Exercise prompt:
Would you print the records as they stand, down to the last character?

Start of Data records

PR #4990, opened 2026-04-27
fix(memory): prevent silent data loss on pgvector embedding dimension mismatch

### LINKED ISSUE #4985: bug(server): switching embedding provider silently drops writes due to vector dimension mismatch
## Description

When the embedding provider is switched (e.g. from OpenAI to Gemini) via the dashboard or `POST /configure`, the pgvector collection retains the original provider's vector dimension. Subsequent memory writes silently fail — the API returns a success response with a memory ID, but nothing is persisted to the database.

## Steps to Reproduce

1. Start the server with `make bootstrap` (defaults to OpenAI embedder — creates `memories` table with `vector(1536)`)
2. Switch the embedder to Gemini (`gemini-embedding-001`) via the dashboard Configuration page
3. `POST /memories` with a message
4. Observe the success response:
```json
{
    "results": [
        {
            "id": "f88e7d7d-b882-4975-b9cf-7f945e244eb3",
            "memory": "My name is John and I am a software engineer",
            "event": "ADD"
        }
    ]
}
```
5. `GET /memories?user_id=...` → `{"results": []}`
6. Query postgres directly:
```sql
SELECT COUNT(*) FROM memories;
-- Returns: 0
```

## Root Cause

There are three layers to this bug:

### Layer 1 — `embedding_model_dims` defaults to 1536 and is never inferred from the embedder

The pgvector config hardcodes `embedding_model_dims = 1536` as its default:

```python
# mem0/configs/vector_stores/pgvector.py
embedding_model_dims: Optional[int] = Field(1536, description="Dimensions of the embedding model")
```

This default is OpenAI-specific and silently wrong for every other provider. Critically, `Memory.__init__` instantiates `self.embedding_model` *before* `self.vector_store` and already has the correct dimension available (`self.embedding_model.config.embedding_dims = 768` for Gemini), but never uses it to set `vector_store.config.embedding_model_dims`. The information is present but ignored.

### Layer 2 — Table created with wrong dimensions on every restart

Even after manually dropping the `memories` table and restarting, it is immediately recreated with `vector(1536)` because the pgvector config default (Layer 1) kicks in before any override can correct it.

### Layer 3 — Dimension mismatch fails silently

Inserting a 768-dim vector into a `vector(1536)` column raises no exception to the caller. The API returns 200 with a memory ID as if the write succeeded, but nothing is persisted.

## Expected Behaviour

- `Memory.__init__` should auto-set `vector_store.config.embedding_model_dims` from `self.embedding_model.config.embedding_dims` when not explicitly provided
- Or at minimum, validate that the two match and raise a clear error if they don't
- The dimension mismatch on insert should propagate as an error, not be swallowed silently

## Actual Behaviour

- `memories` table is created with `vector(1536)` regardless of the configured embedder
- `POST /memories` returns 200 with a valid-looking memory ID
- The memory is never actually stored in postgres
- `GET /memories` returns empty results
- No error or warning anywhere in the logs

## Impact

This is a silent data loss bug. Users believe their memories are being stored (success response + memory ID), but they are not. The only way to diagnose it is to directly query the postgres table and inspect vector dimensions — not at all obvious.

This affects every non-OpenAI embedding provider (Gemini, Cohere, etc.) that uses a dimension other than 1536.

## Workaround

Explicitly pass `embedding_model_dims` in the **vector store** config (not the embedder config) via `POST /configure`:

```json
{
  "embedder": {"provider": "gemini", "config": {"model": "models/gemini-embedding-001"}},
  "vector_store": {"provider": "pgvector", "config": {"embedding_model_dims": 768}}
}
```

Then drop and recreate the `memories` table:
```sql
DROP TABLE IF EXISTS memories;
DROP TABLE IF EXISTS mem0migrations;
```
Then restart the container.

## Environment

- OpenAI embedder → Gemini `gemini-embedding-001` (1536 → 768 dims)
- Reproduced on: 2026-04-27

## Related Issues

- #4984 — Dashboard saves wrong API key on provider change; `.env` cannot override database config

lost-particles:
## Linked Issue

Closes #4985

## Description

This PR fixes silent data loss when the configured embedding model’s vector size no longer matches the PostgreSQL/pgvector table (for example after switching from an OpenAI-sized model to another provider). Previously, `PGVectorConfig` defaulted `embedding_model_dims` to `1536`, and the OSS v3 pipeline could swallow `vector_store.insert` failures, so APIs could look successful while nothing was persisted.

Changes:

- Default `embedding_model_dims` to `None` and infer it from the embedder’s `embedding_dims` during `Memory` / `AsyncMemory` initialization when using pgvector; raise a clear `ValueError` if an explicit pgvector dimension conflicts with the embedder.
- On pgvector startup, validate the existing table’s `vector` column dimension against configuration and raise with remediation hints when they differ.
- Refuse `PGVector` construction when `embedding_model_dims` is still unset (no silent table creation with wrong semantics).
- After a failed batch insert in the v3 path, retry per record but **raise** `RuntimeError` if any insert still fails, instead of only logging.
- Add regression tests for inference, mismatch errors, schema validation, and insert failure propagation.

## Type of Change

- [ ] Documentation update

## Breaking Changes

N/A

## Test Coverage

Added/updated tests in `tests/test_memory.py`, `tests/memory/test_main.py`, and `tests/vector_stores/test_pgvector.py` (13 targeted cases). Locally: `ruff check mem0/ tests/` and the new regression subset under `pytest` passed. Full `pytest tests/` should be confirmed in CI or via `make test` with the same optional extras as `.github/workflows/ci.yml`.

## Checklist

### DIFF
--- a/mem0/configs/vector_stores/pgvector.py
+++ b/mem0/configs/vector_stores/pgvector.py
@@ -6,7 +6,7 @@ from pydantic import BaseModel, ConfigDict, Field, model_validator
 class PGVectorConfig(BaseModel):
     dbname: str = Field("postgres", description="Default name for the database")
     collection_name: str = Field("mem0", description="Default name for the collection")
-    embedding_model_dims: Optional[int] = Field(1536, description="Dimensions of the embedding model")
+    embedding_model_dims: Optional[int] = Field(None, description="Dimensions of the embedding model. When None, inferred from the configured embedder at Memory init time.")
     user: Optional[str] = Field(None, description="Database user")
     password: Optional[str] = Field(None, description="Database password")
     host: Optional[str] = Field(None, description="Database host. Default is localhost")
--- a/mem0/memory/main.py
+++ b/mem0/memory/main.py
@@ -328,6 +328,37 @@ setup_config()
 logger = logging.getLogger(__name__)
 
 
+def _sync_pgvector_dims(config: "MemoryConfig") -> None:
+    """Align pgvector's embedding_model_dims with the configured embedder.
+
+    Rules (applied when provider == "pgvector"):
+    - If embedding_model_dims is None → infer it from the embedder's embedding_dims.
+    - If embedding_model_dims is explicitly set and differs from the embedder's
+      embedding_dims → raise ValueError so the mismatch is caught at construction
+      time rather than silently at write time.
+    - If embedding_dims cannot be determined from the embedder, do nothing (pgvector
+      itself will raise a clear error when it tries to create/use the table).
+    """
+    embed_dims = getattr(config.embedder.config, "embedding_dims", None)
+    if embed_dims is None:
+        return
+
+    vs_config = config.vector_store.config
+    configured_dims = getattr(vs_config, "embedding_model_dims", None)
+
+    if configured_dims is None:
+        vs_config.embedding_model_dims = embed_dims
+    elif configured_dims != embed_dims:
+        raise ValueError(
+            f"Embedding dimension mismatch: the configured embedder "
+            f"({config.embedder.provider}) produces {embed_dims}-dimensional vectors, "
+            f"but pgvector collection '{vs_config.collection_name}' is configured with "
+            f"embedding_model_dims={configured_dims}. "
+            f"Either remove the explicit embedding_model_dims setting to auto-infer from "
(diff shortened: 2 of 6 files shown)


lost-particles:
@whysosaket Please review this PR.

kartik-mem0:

End of Data records

Response box:
PR #4990, opened 2026-04-27
fix(memory): prevent silent data loss on pgvector embedding dimension mismatch

### LINKED ISSUE #4985: bug(server): switching embedding provider silently drops writes due to vector dimension mismatch
## Description

When the embedding provider is switched (e.g. from OpenAI to Gemini) via the dashboard or `POST /configure`, the pgvector collection retains the original provider's vector dimension. Subsequent memory writes silently fail — the API returns a success response with a memory ID, but nothing is persisted to the database.

## Steps to Reproduce

1. Start the server with `make bootstrap` (defaults to OpenAI embedder — creates `memories` table with `vector(1536)`)
2. Switch the embedder to Gemini (`gemini-embedding-001`) via the dashboard Configuration page
3. `POST /memories` with a message
4. Observe the success response:
```json
{
    "results": [
        {
            "id": "f88e7d7d-b882-4975-b9cf-7f945e244eb3",
            "memory": "My name is John and I am a software engineer",
            "event": "ADD"
        }
    ]
}
```
5. `GET /memories?user_id=...` → `{"results": []}`
6. Query postgres directly:
```sql
SELECT COUNT(*) FROM memories;
-- Returns: 0
```

## Root Cause

There are three layers to this bug:

### Layer 1 — `embedding_model_dims` defaults to 1536 and is never inferred from the embedder

The pgvector config hardcodes `embedding_model_dims = 1536` as its default:

```python
# mem0/configs/vector_stores/pgvector.py
embedding_model_dims: Optional[int] = Field(1536, description="Dimensions of the embedding model")
```

This default is OpenAI-specific and silently wrong for every other provider. Critically, `Memory.__init__` instantiates `self.embedding_model` *before* `self.vector_store` and already has the correct dimension available (`self.embedding_model.config.embedding_dims = 768` for Gemini), but never uses it to set `vector_store.config.embedding_model_dims`. The information is present but ignored.

### Layer 2 — Table created with wrong dimensions on every restart

Even after manually dropping the `memories` table and restarting, it is immediately recreated with `vector(1536)` because the pgvector config default (Layer 1) kicks in before any override can correct it.

### Layer 3 — Dimension mismatch fails silently

Inserting a 768-dim vector into a `vector(1536)` column raises no exception to the caller. The API returns 200 with a memory ID as if the write succeeded, but nothing is persisted.

## Expected Behaviour

- `Memory.__init__` should auto-set `vector_store.config.embedding_model_dims` from `self.embedding_model.config.embedding_dims` when not explicitly provided
- Or at minimum, validate that the two match and raise a clear error if they don't
- The dimension mismatch on insert should propagate as an error, not be swallowed silently

## Actual Behaviour

- `memories` table is created with `vector(1536)` regardless of the configured embedder
- `POST /memories` returns 200 with a valid-looking memory ID
- The memory is never actually stored in postgres
- `GET /memories` returns empty results
- No error or warning anywhere in the logs

## Impact

This is a silent data loss bug. Users believe their memories are being stored (success response + memory ID), but they are not. The only way to diagnose it is to directly query the postgres table and inspect vector dimensions — not at all obvious.

This affects every non-OpenAI embedding provider (Gemini, Cohere, etc.) that uses a dimension other than 1536.

## Workaround

Explicitly pass `embedding_model_dims` in the **vector store** config (not the embedder config) via `POST /configure`:

```json
{
  "embedder": {"provider": "gemini", "config": {"model": "models/gemini-embedding-001"}},
  "vector_store": {"provider": "pgvector", "config": {"embedding_model_dims": 768}}
}
```

Then drop and recreate the `memories` table:
```sql
DROP TABLE IF EXISTS memories;
DROP TABLE IF EXISTS mem0migrations;
```
Then restart the container.

## Environment

- OpenAI embedder → Gemini `gemini-embedding-001` (1536 → 768 dims)
- Reproduced on: 2026-04-27

## Related Issues

- #4984 — Dashboard saves wrong API key on provider change; `.env` cannot override database config

lost-particles:
## Linked Issue

Closes #4985

## Description

This PR fixes silent data loss when the configured embedding model’s vector size no longer matches the PostgreSQL/pgvector table (for example after switching from an OpenAI-sized model to another provider). Previously, `PGVectorConfig` defaulted `embedding_model_dims` to `1536`, and the OSS v3 pipeline could swallow `vector_store.insert` failures, so APIs could look successful while nothing was persisted.

Changes:

- Default `embedding_model_dims` to `None` and infer it from the embedder’s `embedding_dims` during `Memory` / `AsyncMemory` initialization when using pgvector; raise a clear `ValueError` if an explicit pgvector dimension conflicts with the embedder.
- On pgvector startup, validate the existing table’s `vector` column dimension against configuration and raise with remediation hints when they differ.
- Refuse `PGVector` construction when `embedding_model_dims` is still unset (no silent table creation with wrong semantics).
- After a failed batch insert in the v3 path, retry per record but **raise** `RuntimeError` if any insert still fails, instead of only logging.
- Add regression tests for inference, mismatch errors, schema validation, and insert failure propagation.

## Type of Change

- [ ] Documentation update

## Breaking Changes

N/A

## Test Coverage

Added/updated tests in `tests/test_memory.py`, `tests/memory/test_main.py`, and `tests/vector_stores/test_pgvector.py` (13 targeted cases). Locally: `ruff check mem0/ tests/` and the new regression subset under `pytest` passed. Full `pytest tests/` should be confirmed in CI or via `make test` with the same optional extras as `.github/workflows/ci.yml`.

## Checklist

### DIFF
--- a/mem0/configs/vector_stores/pgvector.py
+++ b/mem0/configs/vector_stores/pgvector.py
@@ -6,7 +6,7 @@ from pydantic import BaseModel, ConfigDict, Field, model_validator
 class PGVectorConfig(BaseModel):
     dbname: str = Field("postgres", description="Default name for the database")
     collection_name: str = Field("mem0", description="Default name for the collection")
-    embedding_model_dims: Optional[int] = Field(1536, description="Dimensions of the embedding model")
+    embedding_model_dims: Optional[int] = Field(None, description="Dimensions of the embedding model. When None, inferred from the configured embedder at Memory init time.")
     user: Optional[str] = Field(None, description="Database user")
     password: Optional[str] = Field(None, description="Database password")
     host: Optional[str] = Field(None, description="Database host. Default is localhost")
--- a/mem0/memory/main.py
+++ b/mem0/memory/main.py
@@ -328,6 +328,37 @@ setup_config()
 logger = logging.getLogger(__name__)
 
 
+def _sync_pgvector_dims(config: "MemoryConfig") -> None:
+    """Align pgvector's embedding_model_dims with the configured embedder.
+
+    Rules (applied when provider == "pgvector"):
+    - If embedding_model_dims is None → infer it from the embedder's embedding_dims.
+    - If embedding_model_dims is explicitly set and differs from the embedder's
+      embedding_dims → raise ValueError so the mismatch is caught at construction
+      time rather than silently at write time.
+    - If embedding_dims cannot be determined from the embedder, do nothing (pgvector
+      itself will raise a clear error when it tries to create/use the table).
+    """
+    embed_dims = getattr(config.embedder.config, "embedding_dims", None)
+    if embed_dims is None:
+        return
+
+    vs_config = config.vector_store.config
+    configured_dims = getattr(vs_config, "embedding_model_dims", None)
+
+    if configured_dims is None:
+        vs_config.embedding_model_dims = embed_dims
+    elif configured_dims != embed_dims:
+        raise ValueError(
+            f"Embedding dimension mismatch: the configured embedder "
+            f"({config.embedder.provider}) produces {embed_dims}-dimensional vectors, "
+            f"but pgvector collection '{vs_config.collection_name}' is configured with "
+            f"embedding_model_dims={configured_dims}. "
+            f"Either remove the explicit embedding_model_dims setting to auto-infer from "
(diff shortened: 2 of 6 files shown)


lost-particles:
@whysosaket Please review this PR.

kartik-mem0:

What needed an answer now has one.